■ **Task instructions**: Would you go through the records below and copy each line with the string "yaml"?

■ **Records for this exercise**:
PR #1461, opened 2022-04-27
Give a proper message when trying to use an empty config file

### LINKED ISSUE #1420: Empty config file leads to confusing error message
### Environment
  - `jrnl --diagnostic` output: 
```
jrnl: v2.8.4-beta2
OS: Windows 10
```
  - Install method:  pipx

### Current Behavior

If your config file is empty, you get a stack trace and a `TypeError: 'NoneType' object is not iterable` message.

### Expected Behavior

It would be nice to have an error message that explains that the config file can't be parsed. Maybe show the path of the config file too.

### Repro Steps

* Empty the contents of your `jrnl.yaml` config file and save it
* Run `jrnl`

### Other Information

Stack trace:
```
    exec(code, run_globals)
  File "C:\Users\micah\.local\pipx\venvs\jrnl\lib\site-packages\jrnl\cli.py", line 34, in cli
    return run(args)
  File "C:\Users\micah\.local\pipx\venvs\jrnl\lib\site-packages\jrnl\jrnl.py", line 39, in run
    config = install.load_or_install_jrnl(args.config_file_path)
  File "C:\Users\micah\.local\pipx\venvs\jrnl\lib\site-packages\jrnl\install.py", line 92, in load_or_install_jrnl
    upgrade_config(config, alt_config_path)
  File "C:\Users\micah\.local\pipx\venvs\jrnl\lib\site-packages\jrnl\install.py", line 28, in upgrade_config
    missing_keys = set(default_config).difference(config_data)
TypeError: 'NoneType' object is not iterable
```

A resolution to this issue should have:
- [ ] An easy-to-understand error message when the config file can't be parsed
- [ ] A BDD test that confirms the error message appears with an empty config file

jonakeys:
Hi, I'm new to making commits so all feedback is welcome. Of course I put in my best effort.

This code adds a check for an empty config file, as specified by the issue #1420 . If an empty file is found, the programs prints a message and uses the default config, so the user won't be hindered in doing what he tried to do.

I added a bdd test, but couldn't get it to work properly. The test can't seem to find the new 'empty_file.yaml' config I created. Hopefully someone can help me out here.

### Checklist

  for the same issue.

### DIFF
--- a/jrnl/install.py
+++ b/jrnl/install.py
@@ -75,6 +75,12 @@ def load_or_install_jrnl(alt_config_path):
         logging.debug("Reading configuration from file %s", config_path)
         config = load_config(config_path)
 
+        if config is None:
+            print(
+                f"Configuration file {config_path} is empty, now using default config"
+            )
+            config = get_default_config()
+
         if is_old_version(config_path):
             from jrnl import upgrade
 
--- a/jrnl/install.py
+++ b/jrnl/install.py
@@ -76,10 +76,8 @@ def load_or_install_jrnl(alt_config_path):
         config = load_config(config_path)
 
         if config is None:
-            print(
-                f"Configuration file {config_path} is empty, now using default config"
-            )
-            config = get_default_config()
+            print("Unable to parse config file", file=sys.stderr)
+            sys.exit()
 
         if is_old_version(config_path):
             from jrnl import upgrade
--- a/tests/bdd/features/config_file.feature
+++ b/tests/bdd/features/config_file.feature
@@ -85,7 +85,6 @@ Feature: Multiple journals
         Then the output should contain "Journal encrypted to features/journals/basic_onefile.journal"
         And the config should contain "encrypt: false"
 
-
     Scenario: Don't overwrite main config when decrypting a journal in an alternate config
         Given the config "editor_encrypted.yaml" exists
         And we use the password "bad doggie no biscuit" if prompted
@@ -93,3 +92,8 @@ Feature: Multiple journals
         When we run "jrnl --cf editor_encrypted.yaml --decrypt"
         Then the config should contain "encrypt: true"
         And the output should not contain "Wrong password"
+
+    Scenario: Use default config when configuration file is empty or corrupt
+        Given the config "empty_file.yaml" exists
+        When we run "jrnl --cf empty_file.yaml"
+        Then the output should contain "empty, now using default config"
--- a/tests/bdd/features/config_file.feature
+++ b/tests/bdd/features/config_file.feature
@@ -93,7 +93,13 @@ Feature: Multiple journals
         Then the config should contain "encrypt: true"
         And the output should not contain "Wrong password"
 
-    Scenario: Use default config when configuration file is empty or corrupt
+    Scenario: Show an error message when the config file is empty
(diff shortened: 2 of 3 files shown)


jrnl/install.py
```diff
@@ -75,6 +75,12 @@ def load_or_install_jrnl(alt_config_path):
         logging.debug("Reading configuration from file %s", config_path)
         config = load_config(config_path)
 
+        if config is None:
+            print(
+                f"Configuration file {config_path} is empty, now using default config"
+            )
+            config = get_default_config()
```
micahellison: Rather than reverting the default config, I think jrnl should just exit. We don't know what exactly the user wants and I'd prefer not to make an assumption that they'd want to use their default config at this point.

tests/bdd/features/config_file.feature
```diff
@@ -85,11 +85,21 @@ Feature: Multiple journals
...
+    Scenario: Show an error message when the config file is empty
+        Given we use the config "empty_file.yaml"
+        When we run "jrnl -1"
+        Then the error output should contain "Unable to parse config file"
+
+    Scenario: Show an error message when using --config-file with empty file
+        Given the config "empty_file.yaml" exists
+        And we use the config "basic_onefile.yaml"
+        When we run "jrnl --cf empty_file.yaml"
+        Then the error output should contain "Unable to parse config file"
```
micahellison, line 105: I fixed the test (it needed to have a default config specified) and modified the tests a bit to reflect my intent in the issue.

jrnl/install.py
```diff
@@ -75,6 +75,12 @@ def load_or_install_jrnl(alt_config_path):
         logging.debug("Reading configuration from file %s", config_path)
         config = load_config(config_path)
 
+        if config is None:
+            print(
+                f"Configuration file {config_path} is empty, now using default config"
+            )
```
micahellison: This error message should go to STD_ERR -- just need to add `file=sys.stderr` to the print args.

micahellison (changes requested):
Welcome and thanks for the PR, @jonakeys. I had a slightly different intent for the behavior that I realize I hadn't made clear in the original issue: we still want jrnl to fail if the config can't be parsed, rather than falling back to the default config.

Also, the error message should appear when using a default config that's empty too. I added a test for that situation and fixed the other test so that you can take a test-driven approach to this if you'd like.

jrnl/install.py
jonakeys: You're right about that. It's better to let the user decide what to do and resolve the problem first.

tests/bdd/features/config_file.feature
jonakeys: Thanks for updating the tests, I get what they exactly do now.

jrnl/install.py
jonakeys: Indeed better to direct this to the error output.

jonakeys:
Thanks for your welcoming words and suggestions! I solved the issues and committed the changes. Had to add a condition to the test, because it would always automatically insert a version number and then the file wouldn't be empty.

wren (approved):
Looks great. Thank you!

micahellison (approved):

■ **Solution to the problem**:
* Empty the contents of your `jrnl.yaml` config file and save it
I added a bdd test, but couldn't get it to work properly. The test can't seem to find the new 'empty_file.yaml' config I created. Hopefully someone can help me out here.
         Given the config "editor_encrypted.yaml" exists
         When we run "jrnl --cf editor_encrypted.yaml --decrypt"
+        Given the config "empty_file.yaml" exists
+        When we run "jrnl --cf empty_file.yaml"
+        Given we use the config "empty_file.yaml"
+        Given the config "empty_file.yaml" exists
+        And we use the config "basic_onefile.yaml"
+        When we run "jrnl --cf empty_file.yaml"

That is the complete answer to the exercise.